SOURCE MATERIAL below:

PR #2885, opened 2020-01-18
lifecycle: only warn when a default provider snap is missing

sergiusens:
Snapcraft gained the ability to check for artifacts from snaps listed as plugs
when using the content interface.

The side effect, is that the snap needs to be published on the main Snap Store,
this is a requirement brand stores cannot meet, so instead of failing,
Snapcraft resorts to warning instead.

-----

### DIFF
--- a/snapcraft/internal/lifecycle/_runner.py
+++ b/snapcraft/internal/lifecycle/_runner.py
@@ -82,10 +82,10 @@ def execute(
             "The repo backend is not returning the list of installed packages"
         )
 
+    build_snaps = project_config.build_snaps
     content_snaps = project_config.project._get_content_snaps()
-    required_snaps = project_config.build_snaps | content_snaps
 
-    if common.is_process_container():
+    if common.is_process_container() and build_snaps:
         installed_snaps: List[str] = []
         logger.warning(
             (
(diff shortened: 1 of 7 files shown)


snapcraft/internal/lifecycle/_runner.py
```diff
@@ -82,23 +82,32 @@ def execute(
...
         )
     else:
-        installed_snaps = repo.snaps.install_snaps(required_snaps)
+        installed_snaps = repo.snaps.install_snaps(build_snaps)
+        for content_snap in content_snaps:
+            try:
+                installed_snaps += repo.snaps.install_snaps([content_snap])
+            except repo.snaps.errors.SnapUnavailableError:
+                logger.warning(
+                    f"Could not install snap defined in a plug {content_snap!r}. "
```
cjp256: nit: s/in a plug/in plug/

snapcraft/internal/lifecycle/_runner.py
```diff
@@ -82,23 +82,32 @@ def execute(
...
+                    "The missing library report may have false positives listed if those "
+                    "libraries were to be provided by the content snap."
```
cjp256: nit: s/were to be/are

End of SOURCE MATERIAL.

WORK ITEM: Each entry must be retyped exactly as it was written above.

ANSWER:
PR #2885, opened 2020-01-18
lifecycle: only warn when a default provider snap is missing

sergiusens:
Snapcraft gained the ability to check for artifacts from snaps listed as plugs
when using the content interface.

The side effect, is that the snap needs to be published on the main Snap Store,
this is a requirement brand stores cannot meet, so instead of failing,
Snapcraft resorts to warning instead.

-----

### DIFF
--- a/snapcraft/internal/lifecycle/_runner.py
+++ b/snapcraft/internal/lifecycle/_runner.py
@@ -82,10 +82,10 @@ def execute(
             "The repo backend is not returning the list of installed packages"
         )
 
+    build_snaps = project_config.build_snaps
     content_snaps = project_config.project._get_content_snaps()
-    required_snaps = project_config.build_snaps | content_snaps
 
-    if common.is_process_container():
+    if common.is_process_container() and build_snaps:
         installed_snaps: List[str] = []
         logger.warning(
             (
(diff shortened: 1 of 7 files shown)


snapcraft/internal/lifecycle/_runner.py
```diff
@@ -82,23 +82,32 @@ def execute(
...
         )
     else:
-        installed_snaps = repo.snaps.install_snaps(required_snaps)
+        installed_snaps = repo.snaps.install_snaps(build_snaps)
+        for content_snap in content_snaps:
+            try:
+                installed_snaps += repo.snaps.install_snaps([content_snap])
+            except repo.snaps.errors.SnapUnavailableError:
+                logger.warning(
+                    f"Could not install snap defined in a plug {content_snap!r}. "
```
cjp256: nit: s/in a plug/in plug/

snapcraft/internal/lifecycle/_runner.py
```diff
@@ -82,23 +82,32 @@ def execute(
...
+                    "The missing library report may have false positives listed if those "
+                    "libraries were to be provided by the content snap."
```
cjp256: nit: s/were to be/are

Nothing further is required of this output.